Error: F_JG2901: String Containing Invalid Sequence Encountered While Encoding From UTF-8-BMP to UTF-8-BMP
Issue
How to resolve a F_JG2901_ String containing invalid sequence encountered while encoding from UTF-8-BMP to UTF-8-BMP
error message?
Environment
HVR 5
Description:
A user reported receiving the following error:
2019-02-20T01:24:44-05:00: stageusmig-refrchar-ostg-gcstg: F_JG2901: String ‘Merry Christmas, Jo! Love You! xf0x9fx98x98xf0x9fx8ex85xf0x9fx8fxbbxf0x9fx8ex84’ containing invalid sequence encountered while encoding from UTF-8-BMP to UTF-8-BMP for table ‘<table_name>’ column ‘<column_name>’
.
F_JT1458: The previous error occurred while Project pipe was processing row 299089 of table ‘<table_name>’ (row 299089 for Project pipe).
Root Cause
In this case, the source location is an Oracle 11.2.0.4 database running on Linux and the target location is a Cloud SQL 5.7 database. From the log files it was found that there are emoji characters (xf0x9fx98x98 is the UTF-8 byte sequence for Unicode U+1F618) embedded in the data.
Resolution
We recommended that you add the action TableProperties with the parameters /CoerceErrorPolicy=WARNING and /CoerceErrorType=ENCODING to the channel and then perform HVR Refresh. Ensure that the parameter /CoerceErrorPolicy=WARNING applies to both the source and the target groups.

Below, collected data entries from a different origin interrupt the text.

PR #2654, opened 2026-06-01
fix(bash): add opt-in strict shell mode

kl2806:
## Summary
- Add `LETTA_BASH_STRICT=1` to opt into running Unix shell commands with `set -euo pipefail`.
- Apply the strict prelude through the shared shell launcher path so `Bash`, `shell_command`, and `run_shell_command` all get the same behavior while default interactive behavior remains unchanged.
- Add regression/parity tests for the rollout bug where an intermediate shell failure can be masked by a later successful command.

## Context
While debugging Tinker skill-reflection rollouts, we found trajectories where the agent attempted to write a skill file to a missing directory, then printed a success message. Because the shell command ended with a successful command, Letta Code returned a successful tool result even though the actual write failed. Minimal example:

```bash
cat missing-file
echo "SKILL.md written successfully"
```

Without strict mode, the final `echo` can make the overall shell exit code `0`, so shell tools report success even though an earlier required operation failed. In the rollout, the observed feedback looked like:

```text
SKILL.md written successfully
bash: .../SKILL.md: No such file or directory
```

but the tool status was still `success`. That can corrupt eval/training signal because the policy sees a successful tool call for a failed file write. Harnesses can now set `LETTA_BASH_STRICT=1` so these intermediate shell failures propagate through the tool output.

## Test plan
- [x] `bun run lint`
- [x] `bun run typecheck`
- [x] `bun test src/tools/bash.test.ts --test-name-pattern "strict mode"`
- [x] `bun test src/tools/shell-command.test.ts --test-name-pattern "strict mode"`
- [x] `bun test src/tools/run-shell-command.test.ts --test-name-pattern "strict mode"`
- [x] `bun test src/tools/shell-launchers.test.ts --test-name-pattern "strict shell"`

### DIFF
--- a/src/tools/impl/bash.ts
+++ b/src/tools/impl/bash.ts
@@ -21,6 +21,19 @@ import { validateRequiredParams } from "./validation.js";
 // Cache the working shell launcher after first successful spawn
 let cachedWorkingLauncher: string[] | null = null;
 
+const STRICT_BASH_ENV_VAR = "LETTA_BASH_STRICT";
+const STRICT_BASH_PRELUDE = "set -euo pipefail";
+
+function isTruthyEnvValue(value: string | undefined): boolean {
+  return value === "1" || value?.toLowerCase() === "true";
+}
+
+function withStrictBashPrelude(command: string, env: NodeJS.ProcessEnv): string {
+  if (process.platform === "win32") return command;
+  if (!isTruthyEnvValue(env[STRICT_BASH_ENV_VAR])) return command;
+  return `${STRICT_BASH_PRELUDE}\n${command}`;
+}
+
 function rebuildCachedLauncher(
   command: string,
   secretEnv?: Record<string, string>,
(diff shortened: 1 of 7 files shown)


src/tools/impl/bash.ts
```diff
@@ -21,6 +21,22 @@ import { validateRequiredParams } from "./validation.js";
...
+  return value === "1" || value?.toLowerCase() === "true";
+}
+
+function withStrictBashPrelude(
+  command: string,
+  env: NodeJS.ProcessEnv,
+): string {
+  if (process.platform === "win32") return command;
+  if (!isTruthyEnvValue(env[STRICT_BASH_ENV_VAR])) return command;
+  return `${STRICT_BASH_PRELUDE}\n${command}`;
```
amelia-letta: Shell tool parity gap — `shell_command` and `run_shell_command` also execute multi-line shell scripts but don't get this strict mode protection. Same intermediate-failure-masking bug could happen there. Consider applying the prelude in `shell-launchers.ts` or extracting `withStrictBashPrelude` to a shared helper.

kl2806:
Addressed the shell tool parity review comment in d32ca066.

Changes:
- Moved `LETTA_BASH_STRICT` handling into `shell-launchers.ts` via shared `withStrictShellPrelude`.
- Kept `Bash` using the shared helper.
- Wired `shell_command` to pass its effective env into `buildShellLaunchers` so `secretEnv`/harness env also work.
- Added targeted parity tests for `shell_command`, `run_shell_command`, and `buildShellLaunchers`, in addition to the existing Bash strict-mode test.

devanshrj (approved):

PR #2670, opened 2026-06-02
feat(cli): add Codex-style terminal title activity

cpacker:
## Summary

- Adds Codex-style terminal title activity with a Letta-specific default of `activity` + `agent-name` so terminal tabs reflect the long-lived agent you are talking to.
- Keeps `project-name` and the other Codex-style title items selectable/reorderable through `/title`, including aliases and ordered rendering.
- Adds a managed OSC title writer with sanitization, duplicate suppression, BEL termination, and clear-on-unmount behavior.
- Drives title activity from TUI runtime state, including the 100ms braille spinner while working and 1s Action Required blink while approval is pending.
- Validated with focused title tests and `bun run check`.

### DIFF
--- a/src/cli/app/AppCoordinator.tsx
+++ b/src/cli/app/AppCoordinator.tsx
@@ -55,6 +55,7 @@ import {
 } from "@/cli/commands/runner";
 import type { BtwState } from "@/cli/components/BtwPane";
 import type { ModelSelectorSelection } from "@/cli/components/ModelSelector";
+import { useFrameCycle } from "@/cli/components/spinners/use-frame-cycle";
 import { buildStatuslineRenderContext } from "@/cli/display/statusline/context";
 import type { ExtensionConversationCloseReason } from "@/cli/extensions/types";
 import {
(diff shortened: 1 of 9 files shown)


src/cli/app/AppCoordinator.tsx
```diff
@@ -4634,6 +4641,145 @@ export function App({
...
+    !terminalTitleShowsActionRequired && terminalTitleTaskRunning;
+  const terminalTitleRunState =
+    loadingState !== "ready"
+      ? "Starting"
+      : !terminalTitleTaskRunning
+        ? "Ready"
+        : executionPhase === "thinking"
+          ? "Thinking"
+          : "Working";
+  const terminalTitleSpinnerFrameIndex = useFrameCycle(
```
amelia-letta: `useFrameCycle` here is App-level `useState` — every 100ms tick re-renders the entire App + AppView tree while the spinner is active. The existing `StreamingStatusSpinner` avoids this by being a `memo` component. Consider extracting a `TerminalTitleWriter` component that owns the frame cycle + title computation + stdout write, so the 10Hz re-render stays local instead of hitting the whole tree.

NOTE: U+1F618 corresponds to the emoji character, it is not within the range of the UTF-8 BMP (Basic Multilingual Plane). However, it is part of the UTF-8 SMP (Supplementary Multilingual Plane). The action definition provided as a workaround above is not required, if you are using the UTF-8 SMP character set for your Oracle source database.